Manon Fargetton avait assez peu développé le background des magiciennes dans L’héritage(…). Nous savions qu’elles étaient traquées et assassinées dès que repérées et que certaines d’entre elles avaient il y a longtemps décidé de fonder une ville clandestine, cachée par de multiples illusions, au cœur d’une forêt. 

« Aa et Izil, de leurs mille yeux et de leurs mille oreilles, buvaient chaque parole comme un lecteur avide relit une centième fois ses pages préférées. »

Contrairement à ce que nous dit ce résumé, il ne s’agira pas de relater l’histoire de cette ville clandestine en elle-même, mais d’apprendre à la connaître, par les yeux de Bleue (croisée dans L’Héritage(…) : tout se recoupe !). Bleue est une jeune enfant d’une dizaine d’année n’ayant connu dans sa vie que la condition d’esclave. Sur un étal, elle est achetée, ainsi que d’autres, par les envoyés du Sker, un homme dont on dit qu’il a le pouvoir des Dieux. Elle et d’autres, parmi lesquels Fèl, une jeune femme à la beauté troublante, se mettent alors en route pour un voyage jusqu’à la gigantesque demeure de cet homme. Elles vont y intégrer son harem.
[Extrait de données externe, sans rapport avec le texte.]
PR #14679, opened 2026-03-06
create:  Clean up experimental paths, fix create from existing safetensor model

dhiltgen:
This cleans up the experimental features, and adds both unit and integration test coverage to verify no regressions.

Fèl a connu de nombreux hommes dans sa vie, elle compte donc sur son charme pour se sortir de là. Bleue, elle, vient d’avoir ses premières règles. Le Sker va donc « s’intéresser » à chacune d’entre elles. Disons le, c’est une pourriture avec les femmes de son harem, auxquelles il fait subir les pires sévices sexuelles qui soient. Et là … Mon esprit décroche totalement de l’histoire. Si vous avez lu la saga « Kushiel« , vous devez aussi avoir fait le lien. Comment ne pas penser au tome 3, dont l’intrigue est similaire ? On atteint ici les limites de l’hommageLe Sker, c’est le Mahrkagir du Drujan dans l’œuvre de Jacqueline Carey. « L’homme qui défie la mort » chez Carey, le Sker demi-dieu chez Fargetton. Le harem …  J’ai un peu ruminé cette similarité tout au long de ma lecture. Être fan de Jacqueline Carey, comme je le conçois ! En revanche, reprendre à son compte durant 25% du bouquin une histoire déjà vue ailleurs à son compte … NON.

« Les canons d’avant-bras métalliques qu’on lui avait enlevés avant de la vendre comme esclave lui manquaient. Cet affrontement ne devait pas s’éterniser. »

Clairement, ça a perturbé toute ma lecture. Dommage, car Manon Fargetton a de très bonnes idées. Une fois échappée de là (dans une cavalcade un peu longuette), Bleue découvre Sav-Loar et l’étendue de ses pouvoirs, la réalité du traitement des femmes-magiciennes, et c’est passionnant. J’aime le fait que l’auteure, par le biais de l’imaginaire, pose des opinions claires sur des sujets divers comme les inégalités homme/femme, la sexualité, le choix de devenir mère, de vivre une vie conformiste ou non, la mysandrie aussi, etc. Ce côté initiatique aurait pu constituer un très bon roman à lui tout seul, tant il y a à dire.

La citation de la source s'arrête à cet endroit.